WHAT THE TASK REQUIRES: Your answer should be one number: how many lines below have the word "helps".

MATERIAL FOR THE TASK:
PR #1208, opened 2020-01-17
Adding service-level tasks for public preview. Fixing some bugs.

vchske:
---

### General Guidelines

For new extensions:


src/dms-preview/azext_dms/custom.py
```diff
@@ -59,27 +65,21 @@ def create_or_update_project(
         # If not an extension scenario, run CLI core method
         # TODO: We currently don't have any CLI core code to perform any validations
         # because of this we need to raise the error here.
-        try:
```
vchske: @temandr I took this out as it was causing a pylint issue with immediately raising in the except block. I think this should be ok because an exception will get raised to the client in the same way and we're still performing our validations needed in the extension.

src/dms-preview/azext_dms/custom.py
```diff
@@ -125,38 +125,32 @@ def create_task(
     # Validation: Test scenario eligibility
     if not scenario_handled_in_extension:
         # If not an extension scenario, run CLI core method
-        try:
```
vchske: @temandr Same here

vchske:
@zikalino I think we're good to merge and publish when you get a moment. Thanks!

vchske:
@zikalino @jsntcy Can we get some eyes on this? It's been almost two weeks.

yonzhan:
@Juliehzl  please help with this PR.

temandr:
@yonzhan @Juliehzl Is there any update on this? We're currently releasing a new version and I need to add a change that conflicts with this change - so we need to get this change in so I can create a PR for the new change.

src/dms-preview/azext_dms/_help.py
```diff
@@ -5,6 +5,100 @@
...
 from knack.help_files import helps
 
+helps['dms task'] = """
+    type: group
+    short-summary: Manage service-level tasks for a Database Migration Service instance.
+    long-summary: |
+        Service-level tasks are non-migration tasks that are performed at the service level. This is usually for administrative and maintenance work which applies to the service's agent and VM.
+"""
+
+helps['dms task cancel'] = """
```
Juliehzl: can you also add examples for cancel command?

src/dms-preview/azext_dms/_help.py
```diff
@@ -5,6 +5,100 @@
...
+        The following tasks are currently supported:
+            1) Check OCI driver against Oracle source to check for compatibility
+            2) Upload OCI driver install package
+            3) Install an already uploaded OCI driver package
+
+    parameters:
+        - name: --task-type
+          type: string
+          short-summary: >
+            The type of task to create. The supported types are CheckOciDriver, UploadOciDriver, and InstallOciDriver.
```
Juliehzl: can you add parameter definition in _params.py file and use get_enum_type() for allowed values?

src/dms-preview/azext_dms/_help.py
```diff
@@ -5,6 +5,100 @@
...
+        - name: --task-options-json
```
Juliehzl: json format is not a recommended in cli command because it is hard to validate and show allowed type. Is it possible to flatten the json object to several parameters?

src/dms-preview/azext_dms/_params.py
```diff
@@ -5,12 +5,22 @@
...
-from azure.cli.core.commands.parameters import tags_type
+from azure.cli.core.commands.parameters import resource_group_name_type, tags_type
 
 
 def load_arguments(self, _):
     name_arg_type = CLIArgumentType(options_list=['--name', '-n'], metavar='NAME')
 
+    with self.argument_context('dms task') as c:
+        c.argument('group_name', resource_group_name_type)
+        c.argument('service_name', options_list=['--service-name'], help="The name of the Service.")
```
Juliehzl: Is there a list with all allowed service name? Which kind of service name should be provided here?

src/dms-preview/azext_dms/_help.py
```diff
@@ -5,6 +5,100 @@
...
+        - name: Create a task which checks if the currently installed OCI driver supports
+          text: >
+            az dms task create -g myresourcegroup --service-name mydms -n checkocitask1 --task-options-json "{\"serverVersion\": \"12.2.0.1\"}" --task-type CheckOciDriver
+"""
+
+helps['dms task delete'] = """
+    type: command
+    short-summary: Delete a service-level Task.
+    parameters:
+        - name: --delete-running-tasks
```
Juliehzl: We will recommend to use get_three_state_flag() for boolean parameter.

src/dms-preview/azext_dms/_help.py
```diff
@@ -5,6 +5,100 @@
...
+"""
+
+helps['dms task list'] = """
+    type: command
+    short-summary: List the service-level Tasks within a DMS instance. Some tasks may have a status of Unknown, which indicates that an error occurred while querying the status of that task.
+    parameters:
+        - name: --task-type
+          type: string
+          short-summary: >
+            Filters the list by the type of task. For the list of possible types see "az dms check-status".
```
Juliehzl: For the parameter message, can we use noun value here, e.g. "The type of task to be listed"?

src/dms-preview/azext_dms/custom.py
```diff
@@ -59,27 +65,21 @@ def create_or_update_project(
...
-            core_res = core_create_or_update_project(
-                client,
-                project_name,
-                service_name,
-                resource_group_name,
-                location,
-                source_platform,
-                target_platform,
-                tags)
-        except:
```
Juliehzl: In this way, how do you validate your command now?

src/dms-preview/azext_dms/custom.py
```diff
@@ -125,38 +125,32 @@ def create_task(
...
-                                        service_name,
-                                        project_name,
-                                        task_name,
-                                        source_connection_json,
-                                        target_connection_json,
-                                        database_options_json,
-                                        enable_schema_validation,
-                                        enable_data_integrity_validation,
-                                        enable_query_analysis_validation)
-        except:
```
Juliehzl: The same

src/dms-preview/azext_dms/custom.py
```diff
@@ -169,7 +163,8 @@ def create_task(
         if validate_only is False and validated_task_name is None:
             raise CLIError(
                 "When not validating a MongoDB task, you must supply a previously run 'validate_only' task name.")
-        elif validate_only is False and validated_task_name is not None:
+
+        if validate_only is False and validated_task_name is not None:
```
Juliehzl: May I know the reason to change from elif to if here?

src/dms-preview/azext_dms/custom.py
```diff
@@ -332,14 +350,13 @@ def extension_handles_scenario(
...
         task_type=""):
-    # Add scenario types to this list when moving them out of this extension (preview) and into the core CLI (GA)
+    # Remove scenario types from this list when moving them out of this extension (preview) and into the core CLI (GA)
     ExtensionScenarioTypes = [
         ScenarioType.sql_sqldb_online,
         ScenarioType.mysql_azuremysql_online,
         ScenarioType.postgres_azurepostgres_online,
         ScenarioType.mongo_mongo_offline,
         ScenarioType.mongo_mongo_online,
-        ScenarioType.oracle_azurepostgres_offline,
```
Juliehzl: Is there any command will be affected by the change here?

src/index.json
```diff
@@ -1046,8 +1046,8 @@
         ],
         "dms-preview": [
             {
-                "downloadUrl": "https://azcliorcas.blob.core.windows.net/azclipath/dms_preview-0.9.0-py2.py3-none-any.whl",
-                "filename": "dms_preview-0.9.0-py2.py3-none-any.whl",
+                "downloadUrl": "https://azcliorcas.blob.core.windows.net/azclipath/dms_preview-0.10.0-py2.py3-none-any.whl",
```
Juliehzl: You can append the new version information to dms-preview list.

src/dms-preview/azext_dms/_help.py
vchske: We had gone through our initial command review with Derek Bekoe (probably over a year ago at this point). Given the free-form nature of our inputs, it was decided back then that json was the best option. If you look at our base CLI as well as the extension here, json inputs are used throughout.

src/dms-preview/azext_dms/_help.py
vchske: May I ask why? The user will either want to delete the running tasks or not. Additionally, this param is used elsewhere in our cli commands. I don't like the idea of having it one way here and another way everywhere else. If it is a requirement for some reason, I think a more prudent way forward is to create a backlog item for fixing this throughout.

src/dms-preview/azext_dms/_params.py
vchske: There is no list. The name of the user's service is user-defined. They would know what service(s) they own.

src/dms-preview/azext_dms/custom.py
vchske: I believe you are referring the fact that the core doesn't validate the type of project created. The core only handles the sql to sql scenario, this extension handles all the rest. What needs to happen, since these other scenarios are coming off of public preview, is we will migrate these scenarios out of the extension and over to the core.

But right now, the type of project allowed is handled in the extension_handles_scenario method.

src/dms-preview/azext_dms/custom.py
vchske: Same answer

src/dms-preview/azext_dms/custom.py
vchske: azdev's style checkers prompted this change.

src/dms-preview/azext_dms/custom.py
vchske: No. That combination is not valid. This was a fix so that it would fail validation and not allow it.

src/index.json
vchske: We were explicitly told to overwrite. Additionally, at a glance I don't see any other extension with multiple version entries  in here.

src/dms-preview/azext_dms/_help.py
vchske: The check for allowed values is handled in get_service_task_properties on line 493. It is being checked there because other things have to happen depending on task type so it made sense to validate it there as well.

vchske:
@Juliehzl Both Artyom and I have attempted to get tests working in this extension over several calls and   meetings and we've never been able to make them work. Our next big rock in our CLI is to migrate the scenarios out of the extension and into the core where tests are working just fine. I would like to ask for another reprieve given our continued technical difficulties in this area and given how close we are to migrating over to the core cli project.

temandr:
@Juliehzl, @vchske and I have updated the PR with responses to your feedback as well as a passing build.

temandr:
@Juliehzl is there any update on this?

src/dms-preview/azext_dms/_help.py
Juliehzl: But get_enum_type() will give many convenience to users because it will make the parameters value case-insensitive.

src/dms-preview/azext_dms/_help.py
Juliehzl: get_three_state() is cli build-in argument type. It also can provide convenience to users. For more information, please refer to https://github.com/Azure/azure-cli/blob/dev/doc/authoring_command_modules/authoring_commands.md#registering-flags.

Juliehzl:
> @Juliehzl is there any update on this?

I have another concern here is that it looks that you don't update index.json here.

temandr:
> > @Juliehzl is there any update on this?
> 
> I have another concern here is that it looks that you don't update index.json here.

I have removed the update here since I will be releasing another version soon after this one gets checked in. I will include the index.json change in that PR.

src/dms-preview/azext_dms/_help.py
temandr: I agree with @vchske in that would be a more extensive update since we use this param in our core cli implementation. It makes sense to make the change throughout as opposed to in bits and pieces.

src/dms-preview/azext_dms/_help.py
vchske: I'm going to push back on this. The task type is already case-insensitive. Also, as with the three state ask, we have enum-like things sprinkled elsewhere in the core and extension without using enums. So if this is important, I again would like to make the recommendation that we do any work like this in bulk rather than have the code base be inconsistent.

temandr:
@Juliehzl Please take a look and let us know if there is anything else. Otherwise, please merge the pull request.

src/dms-preview/azext_dms/_help.py
Juliehzl: I really agree that we should keep consistent. From CLI command guideline, we recommend to use get_enum_types() for enum models. For more information, you can refer to https://github.com/Azure/azure-cli/blob/dev/doc/authoring_command_modules/authoring_commands.md#registering-enums.
Besides case insensitive, get_enum_type will also help format your help message, e.g. 
 
image

And when you have enum models, you can get enum values directly from SDK difinition.

Because your PR is in extension now, I am fine for current behavior. But when you want to make it in azure-cli repo, we hope you can consider using get_enum_type() for your enum type.

src/dms-preview/azext_dms/_help.py
Juliehzl: json format is accepted in some scenarios but not recommended. If you can flatten it, it will be better to flatten json fromat to several parameters. In this way, we can give users more description for parameter usage and figure out which parameter is not correct.
But in some very complicated scenarios, we also ca accept json file.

EXPECTED OUTPUT: 5